Shale sample blocks of 5–10 mm long and wide, and a thickness of 5 mm were prepared for FIB-SEM imaging. The surface of the rock block was polished with argon ion beam to obtain a flat surface for SEM imaging. Conductive silver paste was coated on the four sides and the bottom of the polished block samples to reduce charge accumulation on the sample surface and improve the imaging quality.
A Zeiss crossbeam 550 focused ion beam scanning electron microscope was used to reconstruct 3D models. The pre-designed models have sizes of 75 μm × 65 μm × 60 μm, approximately 293 times larger than the conventional FIB-SEM models of 10 μm × 10 μm × 10 μm. After rotating the sample stage by 54° and focusing the electron beam and ion beam, a trapezoidal trench was cut with the gallium ion beam of 30 kV and 65 nA, and two ear trenches were cut with the gallium ion beam of 30 kV and 30 nA. The trapezoidal trench and ear trenches define the 3D reconstruction area (Figure 1A). Rough polishing and fine polishing are then performed on the cross section of the sample using ion beam with a low voltage and current (Figure 1A).

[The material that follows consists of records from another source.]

PR #3192, opened 2020-10-01
Let GenerateDynCalls generate dynCalls for invokes

aheejin:
This moves dynCall generating functionaity for invokes from
`EmscriptenGlueGenerator` to `GenerateDynCalls` pass. So now
`GenerateDynCalls` pass will take care of all cases we need dynCalls:
functions in tables and invokes.


test/lld/duplicate_imports.wat.out
```diff
@@ -32,6 +36,20 @@
...
+   (local.get $fptr)
+  )
+ )
+ (func $dynCall_ffd (param $fptr i32) (param $0 f32) (param $1 f64) (result f32)
+  (call_indirect (type $f32_f64_=>_f32)
+   (local.get $0)
+   (local.get $1)
+   (local.get $fptr)
+  )
+ )
```
aheejin, line 52: These dynCalls are generated because the input file contains `invoke_` functions. Before they were not targets for dynCall generations because `EmscriptenGlueGenerator` looked for the format generated by the LLVM backend, like `__invoke_void_i32`, and not `invoke_vi`.

sbc100 (approved):
Nice!

PR #3200, opened 2020-10-08
Remove old attempted DSL beginnings from OptimizeInstructions

kripken:
Wasm turned out to not be that good for a DSL for such peephole optimizations,
so that never made progress. Meanwhile we have the new matcher stuff which
works well.

In the future perhaps we can find a useful DSL to make this even easier, but
I have no ideas or plans for that atm.


tlively (approved):
Maybe a proper DSL that emits optimized C++ could make a good intern project sometime.

PR #3204, opened 2020-10-08
Fuzz fix for DuplicateFunctionElimination

kripken:
The `replaceFunctions` utility replaced exports by name, but did not check
the kind, so it could get confused when names happen to overlap (see
testcase).

### DIFF
--- a/src/passes/opt-utils.h
+++ b/src/passes/opt-utils.h
@@ -97,7 +97,9 @@ inline void replaceFunctions(PassRunner* runner,
   }
   // replace in exports
   for (auto& exp : module.exports) {
-    maybeReplace(exp->value);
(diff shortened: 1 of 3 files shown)


aheejin (approved):
Other calls for `maybeReplace` don't need to be guarded in the same way? If so, would moving the guard inside `maybeReplace` be simpler?

kripken:
The other places don't need such a guard - they are all on things that can only be a function, like the `start` function of the module, or the Table (although I guess that's changing with the ability to put externrefs in Tables?). The export check is specific to exports, so it can't be moved into `maybeReplace` - if we need another check, we'd need something special for each case (like if Table elements can be things other than functions, we'd need a way to check that - but right now Table elements are just names).

PR #3205, opened 2020-10-08
Asyncify fuzzing harness fix for growth

kripken:
Fuzzing Asyncify on data with a memory growth showed that the harness
did not handle a growth. When growth happens we must recreate the view.

### DIFF
--- a/scripts/fuzz_shell.js
+++ b/scripts/fuzz_shell.js
@@ -55,6 +55,7 @@ var Asyncify = {
         if (typeof imports[module][i] === 'function') {
           (function(module, i) {
             ret[module][i] = function() {
+              refreshView();
               if (!Asyncify.sleeping) {
                 // Sleep if asyncify support is present (which also requires
                 // that the memory be exported), and at a certain probability.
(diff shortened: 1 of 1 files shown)


sbc100 (approved):
I don't know this code at all.  Happy to rubberstamp it unless there is someone else like @tlively who might know it?

kripken:
(This is mostly a JS question, about the need for refreshing typed array views after a growth - nothing much in terms of interaction with the existing code itself.)

scripts/fuzz_shell.js
```diff
@@ -179,8 +180,14 @@ var instance = new WebAssembly.Instance(new WebAssembly.Module(binary), imports)
...
-if (exports.memory) {
-  var view = new Int32Array(exports.memory.buffer);
+
+var view;
+
+// Recreate the view. This is important both initially and after a growth.
+function refreshView() {
+  if (exports.memory) {
+    view = new Int32Array(exports.memory.buffer);
+  }
```
sbc100, line 190: It looks like is not immediately run whereas it was before.  I assume that is indended.

sbc100 (approved):

scripts/fuzz_shell.js
kripken: Yes, I put it in a place that dominates all the uses.

tlively (approved):
LGTM, although I also have only a tenuous grasp of what this file does.

PR #3206, opened 2020-10-09
Fix split_wast on asserts before the first module

kripken:
Normally a wast file has a module and then asserts on it, but
some tests have just asserts without a module. Before this PR
we would break if such asserts happened before the first
module, as we didn't know what module to attach them to.

### DIFF
--- a/scripts/test/support.py
+++ b/scripts/test/support.py
@@ -146,7 +146,10 @@ def split_wast(wastFile):
         elif chunk.startswith('(assert_invalid'):
             continue
         elif chunk.startswith(('(assert', '(invoke')):
-            ret[-1][1].append(chunk)
+            # ret may be empty if there are some asserts before the first
+            # module
+            if ret:
+                ret[-1][1].append(chunk)
     return ret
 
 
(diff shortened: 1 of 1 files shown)


scripts/test/support.py
```diff
@@ -146,7 +146,10 @@ def to_end(j):
         elif chunk.startswith('(assert_invalid'):
             continue
         elif chunk.startswith(('(assert', '(invoke')):
-            ret[-1][1].append(chunk)
+            # ret may be empty if there are some asserts before the first
+            # module
+            if ret:
+                ret[-1][1].append(chunk)
```
aheejin, line 152: So we just ignore those asserts? Should we error out instead?

aheejin (approved):

scripts/test/support.py
kripken: No, they are valid. It's ok to have an assert without a module, something like `assert_invalid( some bad wast without a module reference )`

kripken: Oh sorry, I misunderstood the question.

Yes, right now we just ignore them. I actually need this fixed for getting the modules. But yes, this means this method will ignore some asserts. I'll add a FIXME, as in theory we want that too.

kripken: I made it return a None module in that case, which does seem more correct. Code calling this will need to handle that.

PR #2880, opened 2020-05-27
Add EH support for fuzzer

aheejin:
This adds exception handling instruction generation support for the
fuzzer. One thing this has to handle is, EH instructions do not support
Flatten and dependent passes (several passes including ReReloop and
LocalCSE), so they have to be disabled in the fuzzer when EH is enabled.
Also this adds `--disable-flatten` option to wasm-reduce, which makes
the reducer do not use Flatten and dependent passes when reducing.

Instruction generation is straightforward except for `catch`. Due to the
restriction that `exnref.pop` follows right after `catch`, we cannot do
the usual top-down generation and have to choose among several common
scenarios that start with `exnref.pop`. Also we need to exclude the
'dangling pop' expression, which contains `exnref.pop` from certain
churns in the late stage of fuzzing, in order to prevent it from being
separated from `catch`.

PR #3207, opened 2020-10-09
Add a little code to prepare exception handling support in fuzzer

kripken:
`fixLabels()` in the fuzzer looks for invalid labels and fixes them up,
after doing some random changes to existing wasm (which checks
for types while doing so, but it may invalidate labels if we remove the
target of a branch, for example). This adds trivial support for
`BrOnExn` and `Try` there.

I wasn't working on exceptions, just a fuzz testcase happened to hit
this, and this was enough to get past it.

### DIFF
--- a/src/tools/fuzzing.h
+++ b/src/tools/fuzzing.h
@@ -729,6 +729,8 @@ private:
 
       void visitBreak(Break* curr) { replaceIfInvalid(curr->name); }
 
+      void visitBrOnExn(BrOnExn* curr) { replaceIfInvalid(curr->name); }
+
       bool replaceIfInvalid(Name target) {
         if (!hasBreakTarget(target)) {
           // There is no valid parent, replace with something trivially safe.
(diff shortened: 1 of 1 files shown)


aheejin (approved):
Thanks! This was also included in #2880, but I was holding off on landing it because I wasn't able to debug a fuzzer failure on `CheckDeterminism` found after like a million iterations ;(

kripken:
@aheejin Ok, let's land this for now, but if the determinism issue in the other PR is that rare, maybe we can land it too? As this is an experimental feature anyhow. We could also disable the determinism check in the fuzzer when exceptions are enabled.

aheejin:
We have to land a major change soon, and having the fuzzer on makes it difficult. If you agree with the timeline that "enable EH fuzzer" -> "disable the fuzzer for EH before we land the major change" -> "Add EH changes piece by piece" -> "Once everything is done reenable the EH fuzzer", that might work.

kripken:
@aheejin oh, it sounds fine to me either way. I'm doing some experiments locally with turning more things in the fuzzer, but there is no rush to do so in general. can wait for whenever things stabilize.

PR #3208, opened 2020-10-09
Optimize getLoggableTypes in fuzzer, and add isLoggableType

kripken:
Previously `getLoggableType` would allocate a vector every time. This
caches it.

Also add `isLoggableType` which will need this caching as I will be
calling it quite a lot in a future patch to the fuzzer.


aheejin (approved):
I guess the caching thing can happen for other similar `get***Types` methods.. should we do that?

kripken:
I think caching matters if we think we'll be calling it constantly. So we may need to think about each one separately. Or maybe just run the profiler a little to see if anything is really obvious.

PR #3211, opened 2020-10-09
EmscriptenPIC: Remove internalization of GOT entries

sbc100:
wasm-ld now has a `-Bsymbolic` flag whihc allows these
this to be done directly in the linker.

See https://reviews.llvm.org/D89152


src/passes/EmscriptenPIC.cpp
```diff
@@ -110,34 +93,8 @@ struct EmscriptenPIC : public WalkerPass<PostWalker<EmscriptenPIC>> {
...
-      module->memory.exists && module->memory.segments.size() == 1;
-
     for (Global* g : gotMemEntries) {
-      // If this global is defined in this module, we export its address
-      // relative to the relocatable memory. If we are in a main module, we can
-      // just use that location (since if other modules have this symbol too, we
-      // will "win" as we are loaded first). Otherwise, import a g$ getter. Note
-      // that this depends on memory having a single segment, so we know the
-      // offset, and that the export is a global.
       auto base = g->base;
```
kripken, line 97: Sounds good to let wasm-ld do this work instead of us. Does it do the optimizations mentioned in these comments?

kripken (approved):

src/passes/EmscriptenPIC.cpp
sbc100: Essentially yes, it avoid the GOT.mem or GOT.func import when we are the main module and that symbol is defined in the main module.

This means that gotMemEntries and gotFuncEntries for things we export will simply not be present anymore.

I will try replacing with an assert just to be 100% sure...

PR #3214, opened 2020-10-09
Log nested pass names in BINARYEN_PASS_DEBUG=2

kripken:
This makes it easier to debug problems with nested passes.


aheejin:
I might be mistaken, but shouldn't this be added to [this part](https://github.com/WebAssembly/binaryen/blob/f4d074fc3ee8184cd89c870612fc316adaeb8e1a/src/passes/pass.cpp#L545-L614) of the code instead?

kripken:
I think that part of the code is for the non-nested case (when running non-nested passes, we already had good logging.)

aheejin:
Sorry I might be mistaken and you wrote that part of the code, but help me understand. So the `if` condition there is
```cpp
if (!isNested && (options.debug || passDebug))
```
I interpreted this as, `if (debug mode)`. But we haven't logged this for nested passes so far. That's the reason we have `!isNested`.

And the its matching `else` part is
```cpp
else {
    // non-debug normal mode, run them in an optimal manner - for locality it is
    // better to run as many passes as possible on a single function before
    // moving to the next
```
So it says "non-debug normal mode", and we are not running passes one by one here for easy debugging, but rather running as many passes as possible on a single function before moving to the next.
This is the part you added the nested pass logging. Is this what you intended?

kripken:
> I interpreted this as, if (debug mode). But we haven't logged this for nested passes so far. That's the reason we have !isNested. So I thought we should change this part to log nested case too.

The confusing thing is maybe that the old logging code *doesn't work* with nested code. Basically, the old logging code does things like print out the module, which requires running a pass (as Print is a pass). So the old logging code was just done on non-nested passes, which avoids the printing issue.

This PR adds very minimal logging to the nested case, and does not do any printing, etc.

You're right that this is confusing. Two options might be:

1. Add more comments explaining what's going on.
2. Refactor the existing code to add ifs around each of the print operations, but otherwise keep all the logging in the same place (unlike this PR which adds logging to a new place).

Thoughts?

src/passes/pass.cpp
```diff
@@ -546,27 +546,33 @@ static void dumpWast(Name name, Module* wasm) {
 
 void PassRunner::run() {
   static const int passDebug = getPassDebug();
-  if (!isNested && (options.debug || passDebug)) {
+  // Emit logging information when asked for. At passDebug level 1+ we log
+  // the main passes, while in 2 we also log nested ones. Note that for
+  // nested ones we can only emit their name - we can't validate, or save the
+  // file, or print, as the wasm may be in an intermediate state that is not
+  // valid.
+  if (options.debug || (passDebug == 2 || (passDebug && !isNested))) {
```
aheejin, line 554: What does `options.debug` do here?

Slices with thickness of 30 nm were consecutively cut by ion beam of 30 kV and 7 nA, with each new-exposed surface being imaged using an electron beam of 1 kV and 500 pA (Figure 1B). The image resolution (pixel size) of the sliced SEM image is 30 nm × 30 nm. Both the sample pre-treatment and image acquisition are quite time-consuming. The whole 3D reconstructing process was thus divided into two steps. First, complete the sample pre-treatment including trapezoidal and ear trenching, rough and fine polishing (Figure 1A), which would usually take about 19 h. Consecutive slicing and imaging were then performed on the pre-treated sample, which usually requires 45 h (Figure 1B).
FIGURE 1. Schematic diagram of large-volume 3D reconstruction using FIB-SEM. (A) Pre-treatment of the sample for 3D reconstruction showing the positions of the trapezoidal and ear trenches and the imaging area; and (B) stacked SEM slices illustrating the consecutive slicing process.
Compared with the conventional FIB-SEM 3D model, the process for making a LV-FIB-SEM model is quite lengthy. The FIB-SEM has a limitation on the continuous operating time. Interruptions may occur during the consecutive slicing and imaging process if the operating time exceeds the limitation. Therefore, one should choose an appropriate SEM imaging resolution according to the sample characteristics (median pore size) to minimize the time required for imaging. The time save from a short SEM imaging process can be used to construct larger volume 3D models. For example, the maximum continuous working time for consecutive slicing and imaging by the Zeiss Crossbeam 550 FIB-SEM in this research is 48 h. Under this time frame, we have set 30 nm as our detection resolution during the image acquisition, so a complete set of 2,000 SEM images can be sliced and imaged continuously without interruption. We have finally obtained a LV-FIB-SEM 3D model with lengths of 75 μm in x direction, 65 μm in y direction and 60 μm in z direction (Figure 1). In contrast, if the detection resolution of SEM imaging is set too high, e.g., 5 nm, only the conventional FIB-SEM 3D model (10 μm × 10 μm × 10 μm) can be obtained within the operating time limit. In our case a 30 nm detection resolution is quite adequate for characterizing the shale oil reservoir samples, because it has been shown that oil can only migrate into or produced from pores larger than 50 nm (Li et al., 2019; Liu, 2021).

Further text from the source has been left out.